_WHAT IS EXPECTED_. Go through the listing beneath this task and return every line that carries the string "listUserAttributesReturn".

_EXTRACTED MATERIAL_.
PR #2434, opened 2015-06-16
[v6r13] Minor Fix for StorageElement

andresailer:
This was importing the Module and later trying to call it (line 541), so this needs to import the Class
(also found by pylint).


chaen:
Review OK

PR #2435, opened 2015-06-16
[v6r13] FailoverRequest: no more setters

andresailer:
These setters are no longer available (they are part of the old RequestManagementSystem), must directly assign to variables.


chaen:
review OK

PR #2440, opened 2015-06-17
[v6r13] Make sure we use source replicas with correct checksum

phicharp:
Some replicas don't have a valid checksum registered, which makes  transfers fail.
We check the SE checksum against either the operation or the FC checksum before considering a replica.

Use this opportunity for removing the useless StorageElement caching as StorageElement is already a cache!

### DIFF
--- a/DataManagementSystem/Agent/RequestOperations/ReplicateAndRegister.py
+++ b/DataManagementSystem/Agent/RequestOperations/ReplicateAndRegister.py
@@ -57,12 +57,13 @@ def filterReplicas( opFile, logger = None, dataManager = None ):
 
   replicas = replicas["Successful"].get( opFile.LFN, {} )
 
-  # FC checksum is more likely better than opFile.Checksum
-  fcMetadata = FileCatalog().getFileMetadata( opFile.LFN )
-  fcChecksum = fcMetadata.get( 'Value', {} ).get( 'Successful', {} ).get( opFile.LFN, {} ).get( 'Checksum', '' )
-  # Replace opFile.Checksum if it doesn't match a valid FC checksum
-  if fcChecksum and ( not opFile.Checksum or not compareAdler( fcChecksum, opFile.Checksum ) ):
-    opFile.Checksum = fcChecksum
+  if not opFile.Checksum:
+    # Set Checksum to FC checksum if not set in the request
+    fcMetadata = FileCatalog().getFileMetadata( opFile.LFN )
+    fcChecksum = fcMetadata.get( 'Value', {} ).get( 'Successful', {} ).get( opFile.LFN, {} ).get( 'Checksum', '' )
+    # Replace opFile.Checksum if it doesn't match a valid FC checksum
+    if fcChecksum:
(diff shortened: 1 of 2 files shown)


DataManagementSystem/Agent/RequestOperations/ReplicateAndRegister.py
```diff
@@ -59,10 +57,16 @@ def filterReplicas( opFile, logger = None, dataManager = None, seCache = None ):
 
   replicas = replicas["Successful"].get( opFile.LFN, {} )
 
+  # FC checksum is more likely better than opFile.Checksum
+  fcMetadata = FileCatalog().getFileMetadata( opFile.LFN )
```
chaen: opFile.Checksum is set from the FC no ?

DataManagementSystem/Agent/RequestOperations/ReplicateAndRegister.py
```diff
@@ -59,10 +57,16 @@ def filterReplicas( opFile, logger = None, dataManager = None, seCache = None ):
...
+  fcChecksum = fcMetadata.get( 'Value', {} ).get( 'Successful', {} ).get( opFile.LFN, {} ).get( 'Checksum', '' )
+  # Replace opFile.Checksum if it doesn't match a valid FC checksum
+  if fcChecksum and ( not opFile.Checksum or not compareAdler( fcChecksum, opFile.Checksum ) ):
+    opFile.Checksum = fcChecksum
```
chaen: Moreover, should we really just silently replace it ? It would be a very abnormal situation no ?

DataManagementSystem/Agent/RequestOperations/ReplicateAndRegister.py
phicharp: In almost all cases it is not set... I think it was there just in case
Transformations don't set it, this is why we have this problem at RAL

DataManagementSystem/Agent/RequestOperations/ReplicateAndRegister.py
phicharp: I can add a printout, but is it worth? I am pretty sure that if set, it is OK... The main use case for this test is when it is not set. Then we set it from the FC

phicharp: Of course we need to do that only once.. In that sense we could assume that when it is there it is OK and only get it form the FC when absent...

chaen: This seems more sensitive to me

phicharp: I guess you mean sensible ;-)!

chaen: yes :D

chaen:
review ok

phicharp:
This PR will be superseded with TS fixes...

PR #2442, opened 2015-06-18
[v6r12] DirectoryUsage: avoid defining table in two places

andresailer:
Just create the new table like the old table.


chaen:
Neat :-) But v6r12, really ?

andresailer:
Thanks :)
I guess here I don't really care where this goes in.

PR #2447, opened 2015-06-22
[v6r13] Return S_ERROR if no attributes found

closier:


Core/Security/VOMSService.py
```diff
@@ -96,6 +96,12 @@ def attGetUserNickname( self, dn, ca ):
       result = self.__soapClients[ 'Attributes' ].service.listUserAttributes( user )
     except Exception as e:
       return S_ERROR( "Error in function getUserNickname: %s" % str( e ) )
-    if 'listUserAttributesReturn' in dir( result ):
-      return S_OK( result.listUserAttributesReturn[0].value )
-    return S_OK( result[0].value )
+
+    if result != None:
```
chaen: The correct way of comparing is 'result is not None'

Core/Security/VOMSService.py
```diff
@@ -96,6 +96,12 @@ def attGetUserNickname( self, dn, ca ):
...
+      if 'listUserAttributesReturn' in dir( result ):
+        return S_OK( result.listUserAttributesReturn[0].value )
+
+      return S_OK( result[0].value )
+    else:
+      return S_ERROR( result )
```
chaen: so this return S_ERROR(None)

chaen:
Review OK

PR #2450, opened 2015-06-23
[v6r13] Fix Request.optimize()

chaen:
Since the relationship between entities is now handled by SQLAlchemy, there are "automatic actions" taken on the servers that are not visible on the client side (and hence escaped the tests we had). Basically, when reassigning a File to another Operation, SQLAlchemy removes the link from its old parent to the File, while without it (i.e. on the client side), we must do it by hand. This is done only at one place (Request.optimize), so I corrected it here, and commented.


phicharp:
Review OK

PR #2452, opened 2015-06-23
[v6r13] Few DMS fixes for Alias and BaseSE

phicharp:
* Take into account Alias and BaseSE in site-SE relation
* Remove unnecessary access to RSS from DataManager and use SE.getStatus()
* Add checksumType to RMS files when adding checksum value

### DIFF
--- a/DataManagementSystem/Client/DataManager.py
+++ b/DataManagementSystem/Client/DataManager.py
@@ -680,7 +680,7 @@ class DataManager( object ):
     # Check whether the destination storage element is banned
     log.verbose( "Determining whether %s ( destination ) is Write-banned." % destSEName )
 
-    if not self.__SEActive( destSEName ).get( 'Value', {} ).get( 'Write' ):
+    if not destStorageElement.getStatus().get( 'Value', {} ).get( 'Write', False ):
       infoStr = "Supplied destination Storage Element is not currently allowed for Write."
       log.debug( infoStr, destSEName )
       return S_ERROR( infoStr )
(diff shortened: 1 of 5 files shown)


DataManagementSystem/Client/DataManager.py
```diff
@@ -1543,40 +1543,20 @@ def checkActiveReplicas( self, replicaDict ):
...
-      return S_ERROR( 'SE not known' )
-
-    seStatus = { 'Read' : True, 'Write' : True }
-    if res['Value'][resolvedName].get( 'ReadAccess', 'Active' ) not in ( 'Active', 'Degraded' ):
-      seStatus[ 'Read' ] = False
-    if res['Value'][resolvedName].get( 'WriteAccess', 'Active' ) not in ( 'Active', 'Degraded' ):
-      seStatus[ 'Write' ] = False
-
-    return S_OK( seStatus )
+  def __SEActive( self, se, access = 'Read' ):
```
chaen: Is it a good idea to have a default value for the access type ? Whether an SE is active always depends of what you want to do with it no ?

DataManagementSystem/Utilities/DMSHelpers.py
```diff
@@ -102,10 +116,10 @@ def getSiteSEMapping( self ):
       for site in sites:
         candidateSEs = gConfig.getValue( '/Resources/Sites/%s/%s/SE' % ( grid, site ), [] )
         if candidateSEs:
+          for se in list( candidateSEs ):
```
chaen: Maybe something like : 
candidateSEs.extend([ eqSe for se in candidateSEs for eqSe in equivalentSEs.get(se,[])])
is less tricky, because one day, someone "smart" could think that list(canidateSEs) is pointless because it is already a list. 
OR a comment ;)

phicharp: Thanks, done!

chaen:
Review OK

PR #2453, opened 2015-06-25
Implemented XRSLExtraString

rajanandakumar:
This update has the additional configurable XRSLExtra string as requested by Belle. There is a function added "__getXRSLExtraString" which also contains some documentation on what the function is supposed to do. This code "should just


rajanandakumar:
Completing the previous comment : This code "should just work".

Cheers,
Raja.

PR #3420, opened 2017-08-04
[v6r19] Fix the import logging issue

aldbr:
This pull request mainly concerns the following code which caused a double display of each log: 
`import logging`
`logging.basicConfig(...)`

These lines are replaced by a gLogger method which enables or disables the display of the logs providing by all the external libraries. I also added a test class for this new method and updated the documentation.

By the way, I change the test path from *FrameworkSystem/test/testLogging/tests/* to *FrameworkSystem/test/testLogging/*

### DIFF
--- a/FrameworkSystem/private/standardLogging/LoggingRoot.py
+++ b/FrameworkSystem/private/standardLogging/LoggingRoot.py
@@ -49,6 +49,9 @@ class LoggingRoot(Logging):
     # initialize the root logger
     # actually a child of the root logger to avoid conflicts with other libraries which used 'logging'
     self._logger = logging.getLogger('dirac')
+    # prevent propagation to the root logger to avoid conflicts with external libraries
+    # which want to use the root logger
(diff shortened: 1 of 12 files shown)


FrameworkSystem/private/standardLogging/LoggingRoot.py
```diff
@@ -210,3 +213,23 @@ def __configureLevel(self):
       self._setLevel(LogLevels.DEBUG)
       self.showHeaders(True)
       self.showThreadIDs(True)
+
+  def enableLogsFromExternalLibs(self, isEnabled=True):
```
atsareg: This function signature looks confusing. I would suggest to make two functions:

  enableLogsFromExternalLibs()
  disableLogsFromExternalLibs()

Those can just call the original function with the corresponding flag

aldbr: Okay, I added the methods

PR #3442, opened 2017-08-17
[v6r19] Fix StorageElement inheritance and add a new Resources section

aldbr:
This pull request:

+ fixes different weird behaviours in Storage Element, as the inheritance of the protocol sections
+ creates a new Resources section named *StorageElementBases* containing only Base SEs
+ updates the documentation

### DIFF
--- a/docs/source/AdministratorGuide/Systems/DataManagement/index.rst
+++ b/docs/source/AdministratorGuide/Systems/DataManagement/index.rst
@@ -43,92 +43,125 @@ DIRAC provides an abstraction of a SE interface that allows to access different 
 
 In order to factorize the configuration, it is possible to use BaseSE, which acts just like inheritance in object programming. You define a SE just like any other. This SE can then be refered to by another SE. This new SE will inherit all the configuration from its parents, and can override it.  For example::
 
-   CERN-EOS
-   {
-     BackendType = Eos
-     SEType = T0D1
-     AccessProtocol.1
-     {
-       Host = srm-eoslhcb.cern.ch
-       Port = 8443
-       PluginName = GFAL2_SRM2
-       Protocol = srm
-       Path = /eos/lhcb/grid/prod
-       Access = remote
-       SpaceToken = LHCb-EOS
-       WSUrl = /srm/v2/server?SFN=
-     }
-   }
-   CERN-DST-EOS
-   {
-     BaseSE = CERN-EOS
-   }
-   CERN-USER
-   {
-     BaseSE = CERN-EOS
-     PledgedSpace = 205
-     AccessProtocol.1
-     {
-      PluginName = GFAL2_SRM2
-      Path = /eos/lhcb/grid/user
-      SpaceToken = LHCb_USER
-     }
-   }
-
-
-This definition would be strictly equivalent to::
-
-   CERN-EOS
-   {
-     BackendType = Eos
-     SEType = T0D1
-     AccessProtocol.1
-     {
-       Host = srm-eoslhcb.cern.ch
-       Port = 8443
-       PluginName = GFAL2_SRM2
-       Protocol = srm
-       Path = /eos/lhcb/grid/prod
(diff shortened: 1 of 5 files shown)


aldbr:
I just add a commit for a very little condition improvement in StorageFactory

chaen:
providing the tests succeed, review OK.
Please add in the wiki for v6r19 that as of this release, ```ProtocolName``` is not supported anymore in the configuration and must be replaced by ```PluginName```

aldbr:
Alright, I added the information

docs/source/AdministratorGuide/Systems/DataManagement/index.rst
```diff
@@ -43,92 +43,125 @@ DIRAC provides an abstraction of a SE interface that allows to access different
...
         Access = remote
-        SpaceToken = LHCb_USER
+        SpaceToken = LHCb-EOS
         WSUrl = /srm/v2/server?SFN=
       }
-   }
+    }
 
-Note that in case of overwriting, the protocol sections are matched using the PluginName attribute, and not the section name, which is irrelevant at all.
+Note that base SE must be separated from the inherited SE in two different sections. You can also notice that the name of the protocol section can be a plugin name. In this way, you do not need to specify a plugin name inside.
```
phicharp: Don't we want to make that a rule at some point?
The current implementation eases the migration, but at some point we should not have the PluginName any longer, right?

chaen:
We must have it if we ever want to use the same plugin twice (and we will want soon I suspect ;-) )

chaen:
For reference, this was agreed at this bild dev: https://indico.cern.ch/event/608327/

docs/source/AdministratorGuide/Systems/DataManagement/index.rst
atsareg: My experience shows that giving "meaningful" names to sections is often confusing. So, please, keep PluginName as a mandatory parameter and do not try to interpret the section name. 

Eventually (not now), I suggest to introduce yet another section, e.g. StoragePlugins, in the SE definition in which all the per plugin sections will go. Then there will be no confusion that each section corresponds to a plugin. This is how it is done for Queues in the CE sections. So, SEs should be described symmetrically. But even in this case I would still keep PluginName as mandatory. This is what was foreseen for v7r0. A crude example below:  

  StorageElements
  {
    SE1
    {
       Option1 = value
       Option2 = value
       StoragePlugins 
       {
          SomeName_1
          {
              PluginName = name1
              ...
           } 
           SomeName_2
           {
               PluginName = name 2
            }
       }
    }     
  }

atsareg:
We now have a CS section inheritance in several places. We should think of making it a generic feature of the CS. So, that the inheritance is only interpreted by the CS client and all the other consumers of the CS data are just getting a ready to use data structure

phicharp:
AFAIS, what was implemented is exactly what had been approved in February. Backward compatibility has been preserved as requested.
Therefore I don't see why this PR was closed. If users want to keep the previous behavior, they can keep it... We in LHCb will use the new feature which is much clearer than having sections called randomly `AccessProtocol.1` and for which one doesn't know what they mean... 
@atsareg: please re-open this PR

atsareg:
This was not at all my intention to close the PR. Just pressed the wrong button when commenting. Sorry about that.

phicharp:
Why the review is limited to the few developers who have write access to the repository? This is absurd, isn't it?

phicharp:
@aldbr : Alexandre, you should rebase your PR with integration apparently...

aldbr:
@phicharp Ok, I rebased it with integration

atsareg:
@phicharp: review is indeed limited by the Github to those who have write privileges for the repo. But we know each other. So, if you leave a comment "Review OK", this is taken into account in the same way as other reviews when considering merging a given PR.

phicharp:
Review OK (again)

PR #3447, opened 2017-08-18
[v6r17] HTCondor transfer files

VladimirRomanovsky:
Transfer output files(only log and err) for remote scheduler


andresailer:
This also affects the local scheduler. But its OK, and I guess it solves the problem where condor was transferring LDSB files to the submission machine.(?)

VladimirRomanovsky:
Andre, your guess is correct.

PR #3351, opened 2017-05-29
[v6r18] Correct documentation for PluginName

chaen:
Replace ProtocolName with PluginName

PR #3455, opened 2017-08-25
[v6r19] SEFactory backward compatibility fix

atsareg:
BEGINRELEASENOTES
*Resources
FIX: StorageElementFactory - preserve backward compatibility with respect to using protocol section name as the name of plugin in the absence of PluginName option 
ENDRELEASENOTES

### DIFF
--- a/Resources/Storage/StorageFactory.py
+++ b/Resources/Storage/StorageFactory.py
@@ -145,6 +145,7 @@ class StorageFactory( object ):
     for protocolSection, protocolDetails in self.protocols.iteritems():
       pluginName = protocolDetails.get( 'PluginName' )
       if pluginName is None:
+        gLogger.warn( "No MANDATORY PluginName option is found in the SE protocol section" )
         # Try ProtocolName/protocolSection for backward compatibility
         pluginName = protocolDetails.get( 'ProtocolName', protocolSection )
       if pluginList and pluginName not in pluginList:
--- a/Resources/Storage/StorageFactory.py
+++ b/Resources/Storage/StorageFactory.py
@@ -143,7 +143,10 @@ class StorageFactory( object ):
     turlProtocols = []
     # Generate the protocol specific plug-ins
     for protocolSection, protocolDetails in self.protocols.iteritems():
-      pluginName = protocolDetails.get('PluginName', protocolSection) 
+      pluginName = protocolDetails.get( 'PluginName' )
+      if pluginName is None:
+        # Try ProtocolName/protocolSection for backward compatibility
+        pluginName = protocolDetails.get( 'ProtocolName', protocolSection )
       if pluginList and pluginName not in pluginList:
         continue
       protocol = protocolDetails['Protocol']
--- a/Resources/Storage/StorageFactory.py
+++ b/Resources/Storage/StorageFactory.py
@@ -146,8 +146,8 @@ class StorageFactory( object ):
       pluginName = protocolDetails.get( 'PluginName' )
       if pluginName is None:
         gLogger.warn( "No MANDATORY PluginName option is found in the SE protocol section" )
-        # Try ProtocolName/protocolSection for backward compatibility
-        pluginName = protocolDetails.get( 'ProtocolName', protocolSection )
+        # Try protocolSection for backward compatibility. This is to be dropped as deprecated
+        pluginName = protocolSection
       if pluginList and pluginName not in pluginList:
         continue
       protocol = protocolDetails['Protocol']


Resources/Storage/StorageFactory.py
```diff
@@ -143,7 +143,10 @@ def getStorages( self, storageName, pluginList = None, hideExceptions = False ):
     turlProtocols = []
     # Generate the protocol specific plug-ins
     for protocolSection, protocolDetails in self.protocols.iteritems():
-      pluginName = protocolDetails.get('PluginName', protocolSection) 
+      pluginName = protocolDetails.get( 'PluginName' )
```
chaen: We announced at the DUW that this feature was being dropped at the next release

chaen: It is even in the "How to upgrade": https://github.com/DIRACGrid/DIRAC/wiki/DIRAC-v6r19#abandon-of-the-protocolname-option

And the doc was updated as of v6r18: https://github.com/DIRACGrid/DIRAC/pull/3351

atsareg: It does not harm to have backward compatibility. On the other hand, we should not use the section name as the plugin name. So, if we drop the backward compatibility, we should also impose that PluginName option is mandatory

chaen: 1. It does as it makes the code more complex
2. Having the section name as plugin name was discussed and agreed so I do not understand why you are now coming back on that. In any case, pluginName is still supported

atsareg: I do not agree with using the section name as the plugin name. You yourself made arguments against that (possibility of different plugins of the same type). One can always call the section the same way as the plugin name but this is just a section name which is there for readability.

chaen: I believe that the BILD meeting when this was discussed would have been the place to object. You can't just now put this as a Mandatory attribute on your own decision, this is not really fair.

atsareg: ??? We are speaking about the quality of the system, it is not about "fair or not fair". Having section name used as plugin name have several severe drawbacks:
1. Two ways to define the same thing is bad because can lead to confusions
2. If at some point we will need another non-protocol section on the same level this will not be possible.
3. It does not follow the same patterns as in the similar Site/CE part of the CS and we should limit the number of  different patterns for the same purpose.

phicharp: @atsareg: I don't understand then why we have meetings and a DUW where things are presented and discussed if months later you take an authoritarian decision to no longer agree... 
Your argument on the meaning of the section name can be transposed to e.g. the StorageElement. Why do we call the section with the SE name? It could be called anything and the name of the SE could be an option StorageElementName in there... Would it make the CS more readable?
What has been implemented by Alexandre implements exactly what was presented and agreed in the BiLD meeting. It does not prevent whoever wants to continue using a meaningless name as section name to do it and define the PluginName inside the section. 
As a matter of fact these sections are just defining the different plugins and it makes a complex CS like LHCb's much more readable.
The meaningless section name was "useful" at some point as (wrongly) the plugins were considered in alphabetical order! But now this makes just no sense...

atsareg: I like your statement about "an authoritarian decision to no longer agree" ;) So, whenever I disagree with something this is an authoritarian decision. Point taken. Vive la democracie ! 

I do not want to reproach Alexandre at all, he has done a good job to implement what was agreed in a BiLD meeting and other discussions at CERN. I do not remember if I was present on this meeting, most likely not, or this was my fault not to make the remark we are discussing here. However, I asked explicitly in the review remarks of the initial PR and some subsequent ones NOT TO USE section names as a plugin names. But this my request was democratically ignored.

My point is that in order to avoid any confusion, section names should never be used as "meaningful" values, e.g. pluginNames unless they are put in special upper section which can contain only sections of a well defined nature. For example, Sites section contains only sections per site, in which CE section contains only sections per CE in which Queues section contains sections per queue. This is what we agreed many years already ago when we discussed the new v7r0 CS structure which unfortunately never materialized. But the idea was correct and resulted from painful experience and long discussions.

The current "meaningless" sections AccessProtocol.X are there for historical reasons dating back to the days where we had only 2 level hierarchy in the CS. So, this was a poor man approach to express "AccessProtocol section with per protocol subsections". Since now we are free to introduce new levels of sections in the CS, the "AccessProtocol.X" style is certainly deprecated. But you try to actually resurrect it just giving these sections new "meanningful" names.   

As for the readability, I just do not see how this is affected at all - you are always free to use plugin section names that makes sense. However, if you make section names as plugin names but you are still obliged to have a possibility to redefine PluginName inside, then this is certainly a source of confusion because admins will have to remember two ways to define plugin name while "for readability" they are accustomed to just one way because it is used 99% of times. So, with mandatory PluginName option you does not loose readability and you have a stricter and less confusing CS schema. This is a clear advantage. 

We have to decide on that now before the release is finally out to give a clear message in the release instructions. Please, concentrate on my arguments and not on my "authoritarian" behavior.

atsareg: By the way, from the coding point of view, there are practically no changes ( one line ), so Alexandre's work is not affected. This is more an administration/operations issue and avoiding nasty confusion in the future

atsareg: As for the StorageElement section - thank you for this example. This section is dedicated for per SE subsections only. No other options or sections of another nature can go there. In the v7r0 RFC the StorageElement section was proposed to move to the Site sections on the same level as the CE section name. This is what we will certainly do in the future, I hope.

phicharp: Andrei, precisely the reason we would like to set the section name as the plugin name (if the user so wishes) is an operational one... We have to manage all these SEs and it is much clearer if we know without opening the section which plugin it refers to!
It just is quite impractical to have to put an option in the section that just repeats the same information!

Since the functionality we propose doesn't prevent other users to continue doing exactly the same thing as now, i.e. using an explicit PluginName option, I don't understand why you continue insisting that this option is mandatory.

Would you be happier if there would be a section "Plugins" in each SE where all the plugins will be defined? We do not foresee to have other sections in the SE definitions but the plugins, therefore IMHO this would be a real overkill... 

In the Sites definition the situation is different as we have to define CEs and Network information, thus the one more level...

As for "authoritarian", my remark was not anti-democratic! It is just that you seem to be the only person of your opinion, and you have all authority to approve yourself your own PR and therefore modify a decision that had been taken (I think) democratically in a meeting where  everyone could express himself, and at which you were present... 

There is no need to anyone to change anything when the release comes out. It is just one additional possibility offered to VOs, which we should of course mention in the documentation, but there is no need to change the CS at all...

Bon week-end!

phicharp: if you have forgotten, here are the minutes of the meeting:
https://indico.cern.ch/event/608327/

phicharp: Finally concerning the argument that we may be willing to add sections others than plugins, which may be valid, this would imply that we **must** add a section called "Plugins" into which we can then put the plugins. This would require are real change to all users. Do we want to do that?
Our CS is made in such a way that all sections' names do have a meaning, either as a container of other sections, or as descriptive sections. It is impossible to have at the same level sections that are descriptive and have different contents.
To finish, the current plugin sections are the only ones throughout the CS whose name is totally meaningless! I it normal?

phicharp: Sorry, clicked on the wrong button when adding my comment ("Start a review" rather than "Add single comment")... I was not willing to approve the changes (which anyway I don't have the karma for!)

atsareg: OK, indeed that this is my fault that I have not raised this point in this meeting as I said before.
My bad. 

In this release we are also changing ProtocolName -> PluginName, so everybody will have to update their CS definitions in any case, either by changing the option name or section name. My preferred solution would be to have a Plugins section where all the corresponding subsections will go indeed. This is what we will have to do eventually, why not now. 

Now you say that you do not plan to have other sections than plugins on this level, but later when you will need it you will just not be even able to do so. You cut your possibilities because of saving one click. And even this click is not necessary in most cases if you give relevant names to these sections. You can be very well organized for that and trust what you are doing. But you are not alone and others can be different. And in general, now if you see GFAL2_SRM section in fact you can not be 100% sure that this is not redefined inside even non-intentionally and is not actually the cause of the problem that you are debugging. To me - you gain almost nothing and you create potential sources of confusion, you cut flexibility for the future and you make different structure compared to other similar sections. But you do not want to discuss these arguments preferring to insist that it is too late because it was discussed in a BiLD meeting. 

If you have noticed, this PR just adds a warning log message and does not change anything else. And it is not yet merged despite my authoritarian character. I just want you to understand my arguments and look at this issue in a bit wider context than just "saving one click for operations of a data manager".

atsareg:
I guess our last comments crossed. All the DIRAC installations will have to make CS changes with this release, so we have to decide what are these changes. I think my last comment answers your last comment already ;)

atsareg:
Current plugin section names are inherited from the past as I tried to explain before. Of course, these names unlike before are not needed in this form any more. DIRAC admins are free to change them in whatever way, not necessarily to call them after the plugin names

Resources/Storage/StorageFactory.py
chaen: By using the word "fair", I intended to keep the discussion calm, which I obviously failed at.
Let's not make this personal, it is useless on such a github PR, so I am purposely going to "forget" some points here.

Andrei, your points are taken, and are valid. 
Indeed, we force the users to change their CS. But this change was prepared by announcing long in advance, we kept backward compatibility for quite some version, the doc has been updated, and the change was explicitly repeated at the DUW. So if some users failed at knowing this change, they probably did not upgrade DIRAC since version v4r0p2. 

Given the success of v7r0 that we know, I think one should refrain from trying to stick too much to what was described at the time. Not that everything is to be thrown away, but v7r0 as is should not be an objective in my opinion.
But of course, one could rethink the CS structure. It wouldn't hurt in fact...

Also, we should have a discussion (for example, at a BILD meeting) about what we do with backward compatibility. I am sorry, but yes, backward compatibility has a cost: it makes the code much more difficult to read and to maintain. And Daniela's issue on the forum is one of the many example. We have all encountered some very shadowy part of DIRAC, which we do not understand, which appears to be just for backward compatibility reason not to break a VO with one user. These things will backfire at us eventually. I understand and even agree with the idea that one should not have breaking changes from one version to the other. But I refuse to suffer in my daily life for operational AND development aspects because there are a couple of lazy administrator in the world. So I would be in favor of a strong rule like "backward compatibility are kept for 2 major versions". To be discussed...

Bon weekend to everyone !

phicharp: I think there is a misunderstanding at some point, most likely because I didn't express myself clearly...

When a section contains a list of sections, all these sections must describe the same type of entity. This is by construction. When the SE is built, it gets the list of protocols/plugins by getting the sections contained in its own section. Therefore it is _by construction_ not possible that a section inside, say, CERN-RAW, describes anything but a protocol/plugin. I hope we agree on that.
So if we believe that there may be other entities that describe an SE, what we should do is to add one level, namely /Resources/StorageElements/<SEName>/Plugins/ in which we put all the plugins sections. 
Then I hope we would agree that the plugin sections should be names after the name of the plugin, just like SE sections are named after the name of the SE (without an additional option "Name = <SEName>" inside the section. 

Concerning the replacement of _ProtocolName_ by _PluginName_, this is something that has been there for very long with backward compatibility. In LHCb there is no longer a single _ProtocolName_. It was announced at the DUW and hopefully communities had time to prepare their CS. If this is not the case, I would suggest we re-establish this backward compatibility, which is not a big deal. It then makes 3 ways to give the name of the plugin to a section, but this is hopefully temporary... The documentation should state what is the order of precedence in case users want to use the 3 possibilities at once and give 3 different names, but this would be really weird...

If any change w.r.t. what Alexandre has coded, I would agree that we should allow (not force in a first instance, only give the possibility) to put the plugins on a _Plugins_ section. The code would look there first and if it doesn't exist, would get the sections directly in the SE section... Again one more backward compatibility to keep track of and decide when to break it...

PR #3481, opened 2017-10-10
[v6r20] new fts3 only last rebase

chaen:
Replaces https://github.com/DIRACGrid/DIRAC/pull/3371
I will add info in the twiki

BEGINRELEASENOTES

*DataManagementSystem
NEW: new FTS3 only agent, to replace the existing one

ENDRELEASENOTES


chaen:
@andresailer please use that one

schr476:
Belle II will install/test on our migration server.
(Sorry for the delay)

PR #3483, opened 2017-10-10
[v6r19] RunLocal: bring back treatment of files in working local submission d…

andresailer:
Another fix for #3370

### DIFF
--- a/Interfaces/API/Dirac.py
+++ b/Interfaces/API/Dirac.py
@@ -872,8 +872,9 @@ class Dirac( API ):
           elif os.path.isdir( isFile ):
             self.log.debug("Input Sandbox %s is a directory, found in the user working directory, copying it" % isFile)
             shutil.copytree( isFile, os.path.basename( isFile ), symlinks = True )
-          elif os.path.exists( isFile ):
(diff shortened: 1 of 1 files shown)


Interfaces/API/Dirac.py
```diff
@@ -872,8 +872,9 @@ def runLocal(self, job):
           elif os.path.isdir( isFile ):
             self.log.debug("Input Sandbox %s is a directory, found in the user working directory, copying it" % isFile)
             shutil.copytree( isFile, os.path.basename( isFile ), symlinks = True )
-          elif os.path.exists( isFile ):
```
andresailer: This check is already done before the else, because it checks if the file is in the current working directory.
Also the following string says something about copying while it should say it is already in the current working directory

Interfaces/API/Dirac.py
```diff
@@ -872,8 +872,9 @@ def runLocal(self, job):
...
-            self.log.debug("Input Sandbox %s is a file, found in the current working directory, copying it" % isFile)
+          elif os.path.exists(os.path.join(curDir, os.path.basename(isFile))):
```
andresailer: Here we check that the file is in the directory where the submission is called (`curDir`), then the file is copied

_WRITTEN SOLUTION_.
-    if 'listUserAttributesReturn' in dir( result ):
-      return S_OK( result.listUserAttributesReturn[0].value )
+      if 'listUserAttributesReturn' in dir( result ):
+        return S_OK( result.listUserAttributesReturn[0].value )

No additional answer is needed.